Ammetista lachte laut. "Ach Dregod, ihr seid nun schon so lange in meinen Diensten und ihr glaubt immer noch an die Liebe?", sie schüttelte verwundert den Kopf. "Liebe ist nur eine Erfindung von Dichtern, Dregod. Wenn die Verlockung stark genug ist, spricht allein die Gier, der niedere Instinkt und dann kommt ans Licht, dass das, was angeblich im Herzen sein soll, im Grunde gar nicht existierte oder falls doch, dann war es oberflächlich und schwach." Sie machte eine wegwerfende Handbewegung. "Onya hat sich immer viel darauf eingebildet, dass Feodor für sie die Sterne vom Himmel holen würde. Selbst als Feodor das Duell gegen dich verlor, hat sie noch geglaubt, sich mit ihm gemeinsam in den Schatten ein neues Leben aufbauen zu können. Sie hat ihr Haus im Stich gelassen, ihre Leute wurden zu Ausgestoßenen, und sie hat es wirklich geschafft, dass der Onyxkristall sich der Verschmelzung widersetzte. Aber sobald Ihr sie gefangen und zu mir gebracht habt, wird sie Feodor sehen... an seinen Lippen und Händen hängt noch immer das Licht meiner Aura, sie wird wissen, dass er mich gehalten und geküsst hat. Er hat sie verraten und das wird ihren Willen brechen .... und dann gibt auch ihr Kristall seinen Widerstand auf. Er wird mit dem meinen verschmelzen und das ist dann das endgültige aus für den OnyxClan."

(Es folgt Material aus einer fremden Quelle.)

PR #1911, opened 2022-02-04
bump `plotly.js-dist-min` v2.9.0

archmoj:
@alexcjohnson

PR #1929, opened 2022-02-15
use plotly.js-dist-min in webpack externals

archmoj:
Follow up of #1911.
Now that `plotly.js-dist-min` is the name of the package used instead of `plotly.js`.
@alexcjohnson


alexcjohnson:
Can we just delete those? html and table shouldn't use plotly.js at all, right?

archmoj:
> Can we just delete those? html and table shouldn't use plotly.js at all, right?

Good call. Looks like we could. Removed in https://github.com/plotly/dash/pull/1929/commits/0a8cf57ab3cd5c7426747eadb1d029b541f5eac4.

PR #1931, opened 2022-02-16
Fix split by timings for pytest parallelization

archmoj:
Currently on `dev` branch split by timing of parallelized tests is broken:
https://app.circleci.com/pipelines/github/plotly/dash/3084/workflows/f0ae2fb1-1ad0-4d19-8313-e709c10ee72c/jobs/51326

timing-split

As a result tests e.g. `table-server-test` take too much time to complete.
This PR addresses this problem thanks to https://discuss.circleci.com/t/pytest-parallelization-timings/42716 and https://stackoverflow.com/questions/64796476/pytest-junit-xml-report-doesnt-have-file-field

@alexcjohnson

### DIFF
--- a/components/dash-core-components/pytest.ini
+++ b/components/dash-core-components/pytest.ini
@@ -1,4 +1,5 @@
 [pytest]
+junit_family = xunit1
 testpaths = tests/
 addopts = -rsxX -vv
 log_format = %(asctime)s | %(levelname)s | %(name)s:%(lineno)d | %(message)s
--- a/components/dash-core-components/pytest.ini
+++ b/components/dash-core-components/pytest.ini
@@ -1,5 +1,6 @@
 [pytest]
 junit_family = xunit1
+
 testpaths = tests/
 addopts = -rsxX -vv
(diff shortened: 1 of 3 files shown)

"Wo ist das Versteck von Lady Onya?", fragte er ruhig.
Die Kaiserin erklärte es ihm. Er nickte und wandte sich zum Gehen, wobei sein Blick den toten Lord des OnyxClans streifte. Ein Ausdruck des Neides huschte einen Augenblick lang über seine kontrollierten Züge, die Kaiserin bemerkte es nicht. Sie schwelgte in der Vorfreude auf ihren endgültigen Sieg über Lady Onya.
Kaum hatte Captain Dregod den Saal verlassen, trat eine Frau durch eine Seitentüre ein. Sie war fast so groß wie die Kaiserin, das Gesicht, umrahmt von dunkelbraunen Haaren, wäre bestimmt schön zu nennen gewesen, wenn nicht eine Reihe von Krater ähnlichen Narben es verunstaltet hätten. Die langen, seidenweichen Wimpern verdeckten die durchdringenden grauen Augen fast völlig und da sie den Kopf immer geneigt trug, war es unmöglich, den Blick in ihren Augen zu deuten.
Die Kaiserin hob kurz den Kopf. "Was gibt es, Esmena?"
Die in grau gewandte Frau verneigte sich vor dem Thron. "Wir haben einen Eindringling geortet, Hoheit."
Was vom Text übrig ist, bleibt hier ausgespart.